I realize that in order to continue training, I have to use the code trainer.train(path_to_checkpoint). However, I don’t know how to specify the new number of epochs that I want it to continue training for. Because it’s already finished the 40 epochs I initially instructed it to train for.
Do I have to define a new trainer? But if I define a new trainer, can I also change the learning rate? In addition to these questions, there is also the learning rate scheduler. The default of the trainer is the OneCycleLR, if I’m not mistaken. This means that by the end of my 40 previous epochs, the learning rate was 0. By restarting the training process, will the whole scheduler restart as well?
Yes, you will need to restart a new training with new training arguments, since you are not resuming from a checkpoint.
The Trainer uses a linear decay by default, not the 1cycle policy, so you learning rate did end up at 0 at the end of the first training, and will restart at the value you set in your new training arguments.
Ah, so it’s more like restarting the training but from a check-point, not actually continuing entirely from where you left it, at least considering the learning rate’s values. I suppose I could continue the training by setting a very low learning rate, to approximate the values it would have were it to continue training normally from epoch 40. Regarding the scheduler, you are right, it is the linear decay but I think it also has optional warm-up steps, in which case it becomes OneCycleLR.
Also, considering the argument output_dir of the newTraininbArguments objects I will define to restart training: do I pass any path I want there? I can use a different path from the previous one, or the old one. If I use the old one, is it usual to use overwrite_output_dir=True so that it overwrites the old checkpoint?
By the way, @sgugger, in my case where I don’t want to actually continue training because the 40 epochs are completed, do I still pass a checkpoint path in the trainer or do I just train by just writing trainer.train()?
@ThomasG
Hello, I was facing exact the same issue and found this topic.
In fact even the same number of epochs. After the 40 epochs (and 1 month, it was a big model), the learning rate reached 0 (after the warm-up and linear decay) but the loss seems that can continue to fall.
Let me ask you: Do you restart training using the same learning rate as the first training?
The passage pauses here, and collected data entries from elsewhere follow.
PR #946, opened 2022-06-15
Replace `docopt` with `clap`

palango:
This PR replaces `docopt` with `clap`.

Something similar was worked on in #737, but now `clap` includes the the derive macros that `structopt` had.

This also makes it possible to remove the `serde` dependency.

### DIFF
--- a/rayon-demo/Cargo.toml
+++ b/rayon-demo/Cargo.toml
@@ -8,17 +8,13 @@ publish = false
 [dependencies]
 rayon = { path = "../" }
 cgmath = "0.18"
-docopt = "1"
+clap = { version = "3.2.3", features = ["derive"] }
 fixedbitset = "0.4"
 glium = "0.31"
 lazy_static = "1"
 rand = "0.8"
 rand_xorshift = "0.3"
 regex = "1"
-
-[dependencies.serde]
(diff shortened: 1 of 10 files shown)


cuviper:
I notice that the options are positioned less flexibly now -- is there a way to relax that?

e.g. `life play --fps 144` fails, while `life --fps 144 play` works, but both worked before.

LoganDark:
IMHO, `clap` may be overkill here. You could probably use something like [`gumdrop`](https://docs.rs/gumdrop) instead, which outperforms every other crate in the ecosystem except for [`getargs`](https://github.com/j-tai/getargs) (which does not have derive).

palango:
> I notice that the options are positioned less flexibly now -- is there a way to relax that?

Not that I'm aware of.


Do you think that this is worth changing, or should I just close the PR?

cuviper:
Like I said in #737, I don't really have an opinion on which crate we use -- especially now that I've moved that example program under `rayon-demo`, so this choice doesn't affect anything we actually publish.

The code does look cleaner here, so that's nice, but the option order inflexibility is a little annoying. Maybe those can be simple positional arguments instead of sub-commands? But I don't know if that will show up well in `--help`.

You tested other values of learning rate? How they behave? How the changes in learning rate from starting a new training impacted the loss curve? (it continued the same decay of previous training?)
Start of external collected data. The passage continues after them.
PR #964, opened 2022-07-18
Upgrade to 2021 edition, MSRV 1.56.0

cuviper:


cuviper:
Note that our MSRV policy is for a year of compatibility -- Rust 1.56.0 came out on October 21, 2021, so we have a few months before this should land.

Issue #971, opened 2022-08-20
Feature request: `.tuples()`


WhyNotHugo:
I see `tuples()` listed in [Probably applicable but did not yet open issues](https://github.com/rayon-rs/rayon/wiki/Itertools-Parity#probably-applicable-but-did-not-yet-open-issues)

I'd find this very useful. I'm re-encoding images from LE-XRBG to BE-RGB:

```rust
    let mmap: memmap2::Mmap = ...
    let mut image_data = vec![0u8; mmap.len() * 3 / 4];
    mmap.iter()
        .tuples()
        .zip(image_data.iter_mut().tuples())
        .for_each(|((b, g, r, _), (r2, g2, b2))| (*r2, *g2, *b2) = (*r, *g, *b));
```

This can clearly be parallelised quite a bit, but I don't see any obvious way of writing it without `tuples()`.

cuviper:
The ugly part of `tuples()` is trying to be variadic in length, which doesn't have any language support. We deal with this a little in the `IntoParallelIterator` for tuples into a `MultiZip`, which we manually (macro) implement up to length 12. `Itertools` depends on a similar manual implementation of its own `HomogeneousTuple` trait.

For your particular case with slice-able data, you could also use `par_chunks_exact(4)` and `par_chunks_exact_mut(3)`. You can still pattern-match that if you treat it as a refutable pattern within your `for_each`, like `if let ([b, g, r, _], [r2, g2, b2]) {...}`, even though that `if let` will never fail in practice. Eventually it can be a truly irrefutable argument pattern with arrays, #789, but I've been hoping that the standard library would stabilize the regular `Iterator` API for that first.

And at the ending of the second training, you loss loss curve keep showing that it can improve further? If so, you trained again?
I just tried to simulate the behavior of the scheduler, were it to have continued training after 40 epochs. I think I set the initial LR to a value similar to the final ones of the scheduler, and I did not include a warm-up since I only wanted it to decrease. This is in no way a robust solution, it was just a though to approximate what it would do.
The other questions you ask are very task-specific. Even if my loss curve showed signs that it can get better after the 2nd training ended, this does not mean yours would behave similarly. Good luck with your project!